Weak Demand Drives Oil Prices, Volatility Looms: JP Morgan, Goldman Sachs
SEATTLE (Oil Monster): Global oil markets are facing increasing uncertainty as JPMorgan Chase and Goldman Sachs converge on a key outlook: weak demand is the primary force behind falling crude prices, despite ongoing geopolitical tensions.
Recent disruptions in the Strait of Hormuz and escalating Middle East conflicts briefly pushed oil prices higher. WTI Crude surged over 8% intraday, while Brent Crude climbed nearly 6%, recovering losses from the previous week.
However, both banks caution that underlying fundamentals remain weak.

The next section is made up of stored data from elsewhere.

PR #171, opened 2022-01-31
Fix for pacts

kulla:
Include fixes for breaking pact tests:

* LicenseQuery shall return 404 when license cannot be found
* UserSetEmailQuery shall also return username

(There is still something broken, however it should be with the code in api / I'll have a look tomorrow)

### DIFF
--- a/server/src/user/model.rs
+++ b/server/src/user/model.rs
@@ -187,17 +187,24 @@ impl User {
     pub async fn set_email<'a, E>(
         payload: &user_set_email_mutation::Payload,
         executor: E,
-    ) -> Result<(), sqlx::Error>
+    ) -> Result<String, sqlx::Error>
     where
         E: Executor<'a>,
     {
+        let mut transaction = executor.begin().await?;
+
+        let username = sqlx::query!("select username from user where id = ?", payload.user_id)
+            .fetch_one(&mut transaction)
+            .await?
+            .username;
         sqlx::query!(
             "update user set email = ? where id = ?",
             payload.email,
             payload.user_id
         )
-        .execute(executor)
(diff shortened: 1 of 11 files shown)


server/src/user/model.rs
```diff
@@ -187,17 +187,24 @@ impl User {
...
         payload: &user_set_email_mutation::Payload,
         executor: E,
-    ) -> Result<(), sqlx::Error>
+    ) -> Result<String, sqlx::Error>
     where
         E: Executor<'a>,
     {
+        let mut transaction = executor.begin().await?;
+
+        let username = sqlx::query!("select username from user where id = ?", payload.user_id)
```
hugotiburtino, line 196: That does the job, that shouldn't be anyway complicated. My tendency would be to use a method of the uuid::model::user model.

hugotiburtino:
The test for user_set_email is also failing.

server/src/user/model.rs
kulla: > That does the job, that shouldn't be anyway complicated. My tendency would be to use a fetch method of the uuid::model::user model. Do you think it is easy to use a fetch method instead?

can you try to implement it?

kulla:
@hugotiburtino Ready for merge

hugotiburtino (approved):

server/src/user/model.rs
hugotiburtino: > can you try to implement it?
I'll try in another moment, putting in my TODO list.

hugotiburtino: I've managed to do it locally, but it's not worthy, too much code for too little. Let's leave as it is.

PR #173, opened 2022-02-24
Add PageAddRevisionMutation

hugotiburtino:
- feat(entity): add basic implementation of EntityAddRevisionMutation
- test(entity-add-revision): test creation of revision
- feat(entity-add-revision): validate if entity exists
- feat(entity-add-revision): handle needsReview parameter
- refactor(subscription): make fetch_subscription_by_user_and_object public
- feat(entity-add-revision): handle subscribeThis and subscribeThisByEmail
- feat(entity-add-revision): subscribe also to the entity
- refactor(entity-add-revision): give empty reason to checkout
- refactor(entity-add-revision): remove subscription of revision, that
- feat(event): implement CreateEntityRevisionEvent and use it in
- refactor(entity-add-revision): fill entity_revision_field in just one
- refactor(entity-revision-event): ignore entity revision id
- refactor(entity-add-revision): move entity revision adding logic to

Goldman Sachs highlighted that soft demand for petrochemical feedstocks and jet fuel—driven by high refined product prices—is exerting downward pressure on crude markets. It maintained its 2026 price forecasts at $83 per barrel for Brent and $78 for WTI, assuming supply flows normalize.
JPMorgan echoed this view, noting that declining inventories and constrained supply should have supported prices. Instead, the continued drop signals fragile demand conditions, particularly in Europe, where refining margins have turned sharply negative.
Looking ahead, both institutions warn that shrinking inventories and potential refinery cuts could intensify market volatility. The evolving balance between geopolitical risks and weak consumption will remain central to oil price direction.